Freeze part of the convolutional layers of the pre-trained model (usually the majority of the convolutional layers close to the input, since these layers retain a lot of underlying information) or even freeze any network layers, and train the remaining convolutional layers (usually the parts close to the output convolutional layer) and fully connected layer.
The principle of fine-tuning is to use the known network structure and known network parameters, modify the output layer to our own layer, and fine-tune the parameters of several layers before the last layer, thus effectively utilizing the powerful generalization capabilities of deep neural networks. fine tuning capabilities, and eliminates the need to design complex models and time-consuming training, so fine tuning is a more suitable choice when the amount of data is insufficient.
significance
Stand on the shoulders of giants: There is a high probability that the model trained by predecessors will be stronger than the model you build from scratch. There is no need to reinvent the wheel.

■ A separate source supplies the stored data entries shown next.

PR #6062, opened 2019-05-01
[Android] Image load fixes

### LINKED ISSUE #6010: [Android]  New ImageSource needs to intelligently invalidate Elements
### Description
https://github.com/xamarin/Xamarin.Forms/pull/4915/commits/665961b0785d42edb8c1bb089a4fa7d9992306f3

The intent of  the invalidation was to handle scenarios where images are being loaded post layout but as is it's causing the layout to thrash. A basic page with a few images was calling invalidatemeasure about 900 times with these invalidation vs the normal 8 without those.

Commenting the code out will probably mean that in certain cases when loading images from the web they currently won't layout correctly or if the image is too slow to load

### LINKED ISSUE #6061: [Android] UI Test 4597 fails on API 19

The training cost can be very low: If you use the method of deriving feature vectors for transfer learning, the later training cost is very low, there is no pressure on the CPU, and it can be done without a deep learning machine.
Suitable for small data sets: For situations where the data set itself is small (thousands of images), it is unrealistic to train a large neural network with tens of millions of parameters from scratch, because the larger the model, the greater the data volume requirements. , overfitting cannot be avoided. At this time, if you still want to use the super feature extraction capabilities of large neural networks, you can only rely on transfer learning.
migration model
Transfer learning (Transfer learning), as the name suggests, is to transfer the parameters of a trained model (pre-trained model) to a new model to help the new model train. Considering that most data or tasks are related, through transfer learning we can share the learned model parameters (which can also be understood as the knowledge learned by the model) to the new model in some way to speed up the process. Optimizing the learning efficiency of the model does not require learning from scratch like most networks.